People v Harris |
2016 NY Slip Op 01741 [137 AD3d 514] |
March 10, 2016 |
Appellate Division, First Department |
Published by New York State Law Reporting Bureau pursuant to Judiciary Law § 431. |
 The People of the State of New York,
Respondent, v Tarsaun Harris, Appellant. |
Center for Appellate Litigation, New York (Robert S. Dean of counsel), for appellant.
Darcel D. Clark, District Attorney, Bronx (Ryan Mansell of counsel), for respondent.
Judgment, Supreme Court, Bronx County (Troy K. Webber, J.), rendered February 27, 2015, convicting defendant, upon his plea of guilty, of criminal possession of a weapon in the second degree, and sentencing him to a term of four years, to be followed by three years of post-release supervision, unanimously affirmed.
Defendant did not waive his right to appeal from the judgment because the Court never advised defendant of the consequences of the appeal waiver, or spoke to defendant to ensure he understood the rights he was forfeiting by signing the waiver (see People v Oquendo, 105 AD3d 447 [1st Dept 2013&rsqb, lv denied 21 NY3d 1007 [2013&rsqb). Although defendant signed a written waiver, this "was no substitute for an on-the-record explanation of the nature of the right to appeal" (People v Ramos, 122 AD3d 462, 464 [1st Dept 2014&rsqb). Furthermore, the written waiver says that defendant was "advised by the Court of the nature of the rights being waived," but that never occurred. Rather, the court told defense counsel to explain the waiver of appeal to defendant, and following an off-the-record conference between defendant and his counsel, counsel indicated defendant had signed the waiver. Counsel's confirmation that he told defendant about the waiver cannot substitute for the court conducting its own inquiry.

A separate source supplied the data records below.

PR #518, opened 2024-08-14
[b/359499526] Dump raw Ranger API entries to output jsonl files.

aleofreddi:


dumper/app/src/main/java/com/google/edwmigration/dumper/application/dumper/connector/ranger/RangerClient.java
```diff
@@ -199,7 +132,19 @@ private <T> T doHttpGet(String path, Map<String, String> params, Class<T> bodyCl
...
+        }
+        Object items = payload.get(payloadProperty);
+        if (!(items instanceof List)) {
+          throw new RangerException(
+              "Expected an array value for key "
+                  + payloadProperty
+                  + " in Ranger response, got "
+                  + items.getClass());
+        }
+        return ImmutableList.copyOf((List<Object>) items);
```
shevek-google, line 147: Should this be a `List<?>`, not a `List<Object>`, since we don't actually know what type is in it, but that type does exist, and is fixed?

dumper/app/src/main/java/com/google/edwmigration/dumper/application/dumper/connector/ranger/RangerConnector.java
```diff
@@ -127,14 +123,14 @@ protected String toCallDescription() {
...
     DumpGroupsTask() {
       super(GroupsFormat.ZIP_ENTRY_NAME);
     }
 
     @Override
-    protected Iterator<Group> dataIterator(@Nonnull RangerClientHandle handle) {
+    protected Iterator<Object> dataIterator(@Nonnull RangerClientHandle handle) {
       return new RangerPageIterator<>(
           page -> {
             try {
```
shevek-google, line 136: Should the try/catch be in RangerPagerIterator.computeNext()? It would have to use its own FunctionalInterface, but that's no cost. It would make all these callers much cleaner, and reduce the number (if not the call-frequency) of 'throw new RuntimeException' calls, which is generally an antipattern.

Might be out of the scope of this PR though, as you didn't change that.

dumper/app/src/main/java/com/google/edwmigration/dumper/application/dumper/connector/ranger/RangerConnector.java
```diff
@@ -226,22 +222,22 @@ protected String toCallDescription() {
...
+    protected abstract Iterator<Object> dataIterator(@Nonnull RangerClientHandle handle);
 
     @Override
     protected Void doRun(TaskRunContext context, @Nonnull ByteSink sink, @Nonnull Handle handle)
         throws Exception {
       RangerClientHandle rangerClientHandler = (RangerClientHandle) handle;
       LOG.info("Writing to '{}' -> '{}'", getTargetPath(), sink);
       try (Writer writer = sink.asCharSink(StandardCharsets.UTF_8).openBufferedStream()) {
-        for (Iterator<T> iterator = dataIterator(rangerClientHandler); iterator.hasNext(); ) {
+        for (Iterator<Object> iterator = dataIterator(rangerClientHandler); iterator.hasNext(); ) {
```
shevek-google, line 240: I looked briefly at this to see whether it _had_ to use Iterator, and technically, we could replace this with another type/class/pattern, even a RangerPagedCollection.forEach() pattern which would not require the exception transition. But that feels out of scope, so I'm leaving it here as an observation alone.

shevek-google (commented):
I think this is good. I had observations for the curious.

dumper/app/src/main/java/com/google/edwmigration/dumper/application/dumper/connector/ranger/RangerConnector.java
aleofreddi: Good idea - done.

dumper/app/src/main/java/com/google/edwmigration/dumper/application/dumper/connector/ranger/RangerClient.java
aleofreddi: Done.

dumper/app/src/main/java/com/google/edwmigration/dumper/application/dumper/connector/ranger/RangerConnector.java
aleofreddi: The for loop body can throw `IOException` and `JsonProcessingException` - migrating to a `forEach` method (in fact, we could also reuse Iterator's `forEachRemaining`) would need another functional interface that mimics `Consumer` allowing it to throw, or adding try/catch exceptions in place.

Given that such a functional interface would be used only once and that the current form is quite simple to read, I prefer to keep it as is.

dumper/app/src/main/java/com/google/edwmigration/dumper/application/dumper/connector/ranger/RangerPageIterator.java
```diff
@@ -40,13 +41,19 @@ static Page create(int offset, int limit) {
     abstract int limit();
   }
 
-  private final Function<Page, List<T>> fetcher;
+  @FunctionalInterface
+  public interface RangerFetcher<T> {
+
+    List<T> apply(Page page) throws RangerException;
```
paolomorandini, line 47: Nit: consider naming this method `get` or `fetch`

dumper/app/src/main/java/com/google/edwmigration/dumper/application/dumper/connector/ranger/RangerPageIterator.java
```diff
@@ -56,7 +63,12 @@ static Page create(int offset, int limit) {
   @Override
   protected T computeNext() {
     if (pageIterator == null || !pageIterator.hasNext() && !lastPage) {
-      List<T> entries = fetcher.apply(Page.create(offset, pageSize));
+      List<T> entries;
+      try {
+        entries = fetcher.apply(Page.create(offset, pageSize));
+      } catch (RangerException e) {
+        throw new RuntimeException("Failed to fetch data from Ranger", e);
```
paolomorandini, line 70: Nit: consider including `offset` and `pageSize` in the exception message

paolomorandini (approved):
Thank you!

dumper/app/src/main/java/com/google/edwmigration/dumper/application/dumper/connector/ranger/RangerPageIterator.java
aleofreddi: Renamed to `fetch`, done.

dumper/app/src/main/java/com/google/edwmigration/dumper/application/dumper/connector/ranger/RangerPageIterator.java
aleofreddi: Ok, done.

Defendant argues that the written waiver, which is a standard form, is invalid because it chills a defendant's right to file a notice of appeal and creates ethical dilemmas for defense attorneys. The People counter by arguing that the waiver contains exceptions allowing defendant to file a notice of appeal with respect to certain claims that are not waivable. Because the waiver is not enforceable on other grounds, we need not decide this issue.
Although defendant's claim is not waived, we decline to reduce his sentence. Defendant received six months more than the minimum sentence that he had been originally promised because he did not timely appear on the sentencing date and was late on the adjourned date. The court had warned defendant, when it let him remain at liberty pending sentence, that it would give him additional jail time if he did not appear. The court ultimately gave defendant less than the five years incarceration it told defendant he would receive if he did not appear for sentencing. We do not find defendant's sentence to be unduly harsh under the circumstances. Concur—Tom, J.P., Andrias, Moskowitz and Richter, JJ.